CPU throttling is another factor that could explain the unstable cycle counts. In a big.LITTLE architecture, the operating system may dynamically switch between high-performance (big) and power-efficient (LITTLE) cores based on workload and thermal conditions. If the core executing the loop is switched during the measurement period, the change in clock frequency could result in significant variations in cycle counts. Additionally, power management features such as dynamic voltage and frequency scaling (DVFS) could further exacerbate the issue by altering the core’s clock frequency in response to system load or thermal constraints.
Resolving Cycle Counter Instability: Cache Management, Interrupt Isolation, and Throttling Mitigation
To address the instability in PMU cycle counter and ARM timer readings, a systematic approach is required to isolate and mitigate the potential causes. The first step is to ensure proper cache management.
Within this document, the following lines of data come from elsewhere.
PR #494, opened 2023-05-10
feat: update to more modern version of protogen and grpc-js

cprice404:
This commit updates us to the latest versions of the generated
client-protos, which includes a newer version of protogen and
grpc-js.  This was inspired by this comment related to a bug
that we recently discovered:

https://github.com/momentohq/client-sdk-nodejs/pull/488#issuecomment-1534010405

Haven't run the new test case yet to confirm whether this addresses
it, but upgrading to the latest should be for the best regardless.


bruuuuuuuce (approved):
:shipit:

packages/client-sdk-nodejs/src/internal/data-client.ts
```diff
@@ -2213,6 +2214,12 @@ export class DataClient {
     sortedSetName: Uint8Array,
     value: Uint8Array
   ): Promise<CacheSortedSetGetRank.Response> {
+    console.log(`
```
krispraws, line 2217: Nit: Do we want this log message in the public sdk?

krispraws (approved):
Nitpick comment on the log message.

packages/client-sdk-nodejs/src/internal/data-client.ts
```diff
@@ -2226,9 +2233,12 @@ export class DataClient {
...
           (err, resp) => {
-            if (resp?.missing) {
+            if (
+              resp?.missing ||
+              resp?.element_rank?.result === ECacheResult.Miss
+            ) {
               resolve(new CacheSortedSetGetRank.Miss());
-            } else if (resp?.element_rank) {
+            } else if (resp?.element_rank?.result === ECacheResult.Hit) {
               if (resp?.element_rank.rank === undefined) {
```
krispraws, line 2242: Late thought - `if (resp?.element_rank.rank === undefined)` can never be true with the new protogen ts files if it is a hit, do we still need this check?

packages/client-sdk-nodejs/src/internal/data-client.ts
```diff
@@ -2213,6 +2214,12 @@ export class DataClient {
     sortedSetName: Uint8Array,
     value: Uint8Array
   ): Promise<CacheSortedSetGetRank.Response> {
+    console.log(`
+
+    SEND SORTED SET GET RANK YO
+
+    `);
+
```
cprice404, line 2222:
```suggestion
```

krispraws (approved):
:shipit:

PR #496, opened 2023-05-11
chore: rename *ApiToken -> *AuthToken

ben-kugler:


cprice404 (changes requested):
this lgtm, thanks for doing it.  one minor nit - can you change the commit message and the PR description to use `feat:` instead of `chore:`?  I'd rather not have this change get released as a `.z` version bump.

cprice404 (approved):

eaddingtonwhite (approved):

ben-kugler:
@cprice404 https://github.com/momentohq/client-sdk-nodejs/blob/main/packages/core/src/messages/responses/refresh-api-token.ts#L27-L31 is this something we also want to update? Discussion only around the method calls, but wanted to double check on renaming the response object fields.

cprice404:
> @cprice404 https://github.com/momentohq/client-sdk-nodejs/blob/main/packages/core/src/messages/responses/refresh-api-token.ts#L27-L31 is this something we also want to update? Discussion only around the method calls, but wanted to double check on renaming the response object fields.

Yes please!  If `grep -ir apitoken` yields any results we probably want to change all of them.  Thanks for catching that!

cprice404 (commented):
+1 on changing that value accessor as ben suggested

ben-kugler:
only things I can't rename is the grpc calls.

image

cprice404:
yep, generated code can't be changed, that's fine since it's not public.

cprice404 (approved):

eaddingtonwhite (approved):

PR #498, opened 2023-05-11
feat: Add type api

rishtigupta:
## PR Description: 
Add type api

## Test
`npm run build-and-run-tests` in both nodejs and web sdk

## Issue
closes https://github.com/momentohq/momento-console/issues/206


packages/core/src/messages/responses/item-type-api.ts
```diff
@@ -0,0 +1,76 @@
...
+ *   // of the Error class; e.g. `response.errorCode()`.
+ * }
+ * ```
+ */
+export abstract class Response extends ResponseBase {}
+
+class _Hit extends Response {
+  private readonly keyType: string;
+
+  constructor(keyType: string) {
```
bruuuuuuuce, line 34: I'm just wondering, should this `keyType` be an enum? Probably not because it would require us to update this enum if we returned new data types? And I could see us forgetting to do that. But it would make working with this api in typescript easier

packages/core/package.json
```diff
@@ -25,6 +25,7 @@
   "author": "",
   "license": "Apache-2.0",
   "devDependencies": {
+    "@gomomento/generated-types": "^0.61.0",
```
bruuuuuuuce, line 28: we should not depend on anything grpc inside of this core package

packages/core/src/messages/responses/item-type-api.ts
```diff
@@ -0,0 +1,79 @@
+import {SdkError} from '../../errors/errors';
+import {
+  ResponseBase,
+  ResponseError,
+  ResponseHit,
+  ResponseMiss,
+} from './response-base';
+import {cache_client} from '@gomomento/generated-types/dist/cacheclient';
```
bruuuuuuuce, line 8: these responses should be independent of any grpc code. For example, since you are importing the nodejs types here, this will not run in the web browser. I think the constructor still should take in a string, not a grcp response type

bruuuuuuuce: for example here https://github.com/momentohq/client-sdk-nodejs/blob/76b4b307feb8d197f503a294ab851486d302e900/packages/core/src/messages/responses/grpc-response-types.ts#L9-L14, we have our own enums that are independent of the enums inside of the protos, and these are the enums that the constructors are using https://github.com/momentohq/client-sdk-nodejs/blob/76b4b307feb8d197f503a294ab851486d302e900/packages/core/src/messages/responses/grpc-response-types.ts#L29

bruuuuuuuce: vs using the enums defined in the proto. Allows us to be more flexible down the line

packages/common-integration-tests/package.json
```diff
@@ -47,6 +47,7 @@
   },
   "dependencies": {
     "@gomomento/sdk-core": "file:../core",
+    "@gomomento/generated-types": "0.61.0",
```
cprice404, line 50: I don't think we should need this dependency - this seems like it is indicating that we have leaked something from one of the gRPC APIs into the tests.

packages/common-integration-tests/src/item-type.ts
```diff
@@ -0,0 +1,187 @@
...
+      itemTypeResponse = await Momento.itemType(
+        IntegrationTestCacheName,
+        new TextEncoder().encode(cacheKey)
+      );
+      expectWithMessage(() => {
+        expect(itemTypeResponse).toBeInstanceOf(ItemType.Hit);
+      }, `expected HIT but got ${itemTypeResponse.toString()}`);
+      hitResult = itemTypeResponse as ItemType.Hit;
+      expect(hitResult.getItemType()).toEqual(
+        _ItemGetTypeResponse.ItemType.SCALAR
```
cprice404, line 49: yeah, here you have leaked the generated enum from one of the two protos into the tests, we don't want this.  we will need to define our own enum in core and provide a mapping from each of the two sdks.

packages/core/package.json
cprice404: 💯 to what matt said

packages/core/src/messages/responses/item-type-api.ts
cprice404: yes, and in this case we should just define a public, first-class enum for these as part of this Response class.

cprice404 (changes requested):

packages/client-sdk-nodejs/package.json
```diff
@@ -50,7 +50,7 @@
     "uuid": "8.3.2"
   },
   "dependencies": {
-    "@gomomento/generated-types": "0.61.0",
+    "@gomomento/generated-types": "^0.61.0",
```
bruuuuuuuce, line 53:
```suggestion
    "@gomomento/generated-types": "0.61.0",
```

bruuuuuuuce (approved):
:shipit: LGTM, it would also be good to get @cprice404 to take another pass before we merge

packages/common-integration-tests/src/item-type.ts
```diff
@@ -0,0 +1,165 @@
+import {v4} from 'uuid';
+import {
+  ValidateCacheProps,
+  ItBehavesLikeItValidatesCacheName,
+  expectWithMessage,
+} from './common-int-test-utils';
+import {ICacheClient} from '@gomomento/sdk-core/dist/src/internal/clients/cache';
+import {ItemType} from '@gomomento/sdk-core';
+import {_ItemType} from '@gomomento/sdk-core/dist/src/messages/responses/grpc-response-types';
```
cprice404, line 9: What is the difference between these two imports?  `ItemType` vs `_ItemType`?  Are these both things that an end user might need to reference in their code?

packages/core/src/internal/clients/cache/ICacheClient.ts
```diff
@@ -265,4 +266,8 @@ export interface ICacheClient extends IControlClient {
     sortedSetName: string,
     values: string[] | Uint8Array[]
   ): Promise<CacheSortedSetRemoveElement.Response>;
+  itemType(
```
cprice404, line 269: In the specs, this API is called `itemGetType`.  If we want to revisit that naming discussion with the folks who participated in the design, we can; otherwise we need to use that name.

If we change that name then we will also need to change the response name to `ItemGetType.Response`, which might help us disambiguate the two names that I mentioned in my previous comment.

packages/core/src/messages/responses/item-type-api.ts
```diff
@@ -0,0 +1,78 @@
...
+ *   // `ItemType.Error` in this block, so you will have access to the properties
+ *   // of the Error class; e.g. `response.errorCode()`.
+ * }
+ * ```
+ */
+
+export abstract class Response extends ResponseBase {}
+
+class _Hit extends Response {
+  private readonly keyType: _ItemType;
```
cprice404, line 34: This is a value that an end user is going to have access to.  Therefore the type is something that the user will see and/or need to have access to in their code.  Therefore, it shouldn't start with an `_` and it shouldn't be defined in that `grpc-response-types` file, which contains internal classes that shouldn't be visible to users.

I think I would probably just define the user-facing enum directly in this file, or I would look and see where things like `CollectionTtl` are defined and put it in some file like that.

packages/core/src/messages/responses/item-type-api.ts
```diff
@@ -0,0 +1,78 @@
...
+  constructor(keyType: _ItemType) {
+    super();
+    this.keyType = keyType;
+  }
+
+  /**
+   * Returns the type of key.
+   * @returns string
+   */
+  public getItemType(): _ItemType {
```
cprice404, line 45: Can you double check some functions like `ListLength` and see if we are using `get` prefix for the accessors?  I feel like we are usually just calling them `length()`, etc., in which case this would just be `itemType()` - it's important for us to try to keep these APIs consistent.

cprice404 (changes requested):

cprice404 (approved):
:shipit:

PR #501, opened 2023-05-12
feat: rename sessionToken param to token

cprice404:
In the not-too-distant future we will need to support generating
auth tokens using other auth tokens.  This commit renames the
arguments in the various function signatures to just `token` so
that it won't be misnamed when we do support that.


rishtigupta (approved):

ben-kugler (approved):

bruuuuuuuce (approved):
:shipit:

eaddingtonwhite (approved):

rlinehan (approved):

Disabling caches entirely is not a practical solution for performance measurement, as it would distort the results by introducing unnecessary memory access latency. Instead, the focus should be on minimizing cache contention and ensuring that the loop code and data remain in the cache throughout the measurement period. This can be achieved by prefetching the relevant data into the cache before starting the measurement and using memory barriers to ensure that the cache state is consistent.
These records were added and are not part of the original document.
PR #966, opened 2023-10-12
feat: leaderboard bug bash fixes, updated response classes

anitarua:
[Ticket #468](https://github.com/momentohq/dev-eco-issue-tracker/issues/468). Addresses feedback we got from the bug bash.

Changes include:
* Removes the `Found` and `NotFound` response classes which were confusing. 
    * `Error` is returned when the cache is not found and thus the request failed. 
    * `Success` is returned when the cache was found, but does not necessarily mean that requested elements were found (e.g. fetching data from empty or non-existent leaderboards will return length=0 or elements=[] rather than `NotFound` now).
* Removes the `leaderboard` prefixes from the Leaderboard methods.
    * E.g. `leaderboardUpsert` --> `upsert`
* Upsert can now accept elements of type `Record<number, number> | Map<number, number>` instead of just `Map<number, number>`.
* `fetchByRank` now requires `startRank` and `endRank` for pagination through leaderboards.

Will fast follow to update the nodejs example and doc example snippets after this is released. Those haven't made it into the dev docs yet.

### DIFF
--- a/packages/client-sdk-nodejs/src/internal/leaderboard-data-client.ts
+++ b/packages/client-sdk-nodejs/src/internal/leaderboard-data-client.ts
@@ -32,7 +32,6 @@ import {
   Interceptor,
   Metadata,
   ServiceError,
-  status,
 } from '@grpc/grpc-js';
 import {version} from '../../package.json';
 import {ILeaderboardDataClient} from '@gomomento/sdk-core/dist/src/internal/clients/leaderboard/ILeaderboardDataClient';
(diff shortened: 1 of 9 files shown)


packages/client-sdk-nodejs/src/internal/leaderboard-data-client.ts
```diff
@@ -120,43 +119,51 @@ export class LeaderboardDataClient implements ILeaderboardDataClient {
...
+        convertedElements.push(
+          new _Element({id: Number(element[0]), score: element[1]})
+        )
+      );
+    }
     return convertedElements;
   }
 
-  public async leaderboardUpsert(
+  public async upsert(
```
cprice404, line 140: this class is internal, so it's fine to change the name here, but not crucial.

I don't see the public classes in this PR?

packages/core/src/internal/clients/leaderboard/AbstractLeaderboard.ts
```diff
@@ -38,10 +38,10 @@ export abstract class AbstractLeaderboard implements ILeaderboard {
    * {@link LeaderboardUpsert.Success} on success.
    * {@link LeaderboardUpsert.Error} on failure.
    */
-  public async leaderboardUpsert(
-    elements: Map<number, number>
+  public async upsert(
```
anitarua, line 41: Public classes are in AbstractLeaderboard.ts
These are all inherited by the `Leaderboard` class in each package.

packages/core/src/internal/clients/leaderboard/AbstractLeaderboard.ts
```diff
@@ -89,28 +88,31 @@ export abstract class AbstractLeaderboard implements ILeaderboard {
...
    * @returns {Promise<LeaderboardFetch.Response>} -
-   * {@link LeaderboardFetch.Found} containing the requested elements.
-   * {@link LeaderboardFetch.NotFound} when requested elements were not found.
+   * {@link LeaderboardFetch.Success} containing the requested elements.
    * {@link LeaderboardFetch.Error} on failure.
    */
-  public async leaderboardFetchByRank(
+  public async fetchByRank(
+    startRank: number,
+    endRank: number,
```
cprice404, line 108: I hadn't thought about how making these required would cause us to pull them up to positional arguments, or else make the `options` argument required.

What you did here makes sense, but the one downside is that because JS doesn't allow callers to use keyword-style call patterns for positional arguments, you can no longer say `startRank: blah` in your call to these, it'll just be `fetchByRank(12, 42)`, which isn't quite as readable.

but it is more succinct. and it seems fairly intuitive. so i think i'm on board with doing it this way, vs. keeping these inside the options interface and just making the options arg required.

@bruuuuuuuce I am curious if you have any opinion on this.

cprice404 (commented):
i think this lgtm except I think we maybe missed removing the `leaderboard` prefix in the function names on the public client classes?

packages/core/src/internal/clients/leaderboard/AbstractLeaderboard.ts
cprice404: ooohhhh right and the PreviewClient classes just have `.leaderboard()`. Okay you're right, my bad.

packages/core/src/internal/clients/leaderboard/AbstractLeaderboard.ts
bruuuuuuuce: :skeletor_fist_shake: nodejs 😠 . 

Generally speaking, I like to use objects as params to my functions in js for this exact reason. However,

- this is more concise
- this is the pattern we currently have set for our other methods
- most js sdks just use positional args like this [like the redis sdk](https://github.com/redis/node-redis#basic-example)

I think its ok to ship with this

cprice404 (approved):
i'm on board with this. i'd be fine with you merging it. i'm interested in Matt's opinion about whether startRank/endRank live in the `options` arg or not but i would be okay with fast-follow on that if we decided to change it, and I think i'm in favor of the way you have it now.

The second step is to isolate the measurement from non-secure interrupts. While interrupts are disabled in the secure world, non-secure interrupts may still be active and could introduce jitter. To mitigate this, the GIC (Generic Interrupt Controller) configuration should be examined to ensure that non-secure interrupts are not being routed to the secure world during the measurement period. Additionally, the EL3 firmware should be configured to minimize the overhead of handling non-secure interrupts, or ideally, to defer their handling until after the measurement is complete.
The third step is to address CPU throttling and frequency scaling. In a big.LITTLE architecture, the core executing the measurement loop should be pinned to a specific core type (e.g., a big core) to avoid the variability introduced by core switching. Additionally, the CPU frequency should be fixed during the measurement period to prevent fluctuations in cycle counts due to DVFS. This can be achieved by disabling DVFS or setting the CPU to a fixed performance mode before starting the measurement.
Finally, it is essential to validate the measurement setup by running the loop in a bare-metal environment where the influence of the operating system and other software layers is minimized. This approach eliminates many of the variables introduced by a complex software stack and provides a more controlled environment for performance measurement. If the cycle counter readings stabilize in the bare-metal environment, the issue can be attributed to interactions with the operating system or other software components. Conversely, if the instability persists, the problem may be related to hardware or firmware behavior, requiring further investigation and potential vendor support.
By systematically addressing cache effects, interrupt isolation, and CPU throttling, it is possible to achieve stable and reliable cycle counter readings in Secure-EL1 on an ARMv8 big.LITTLE system. This approach not only resolves the immediate issue but also provides a framework for accurate performance measurement in complex, multi-core environments.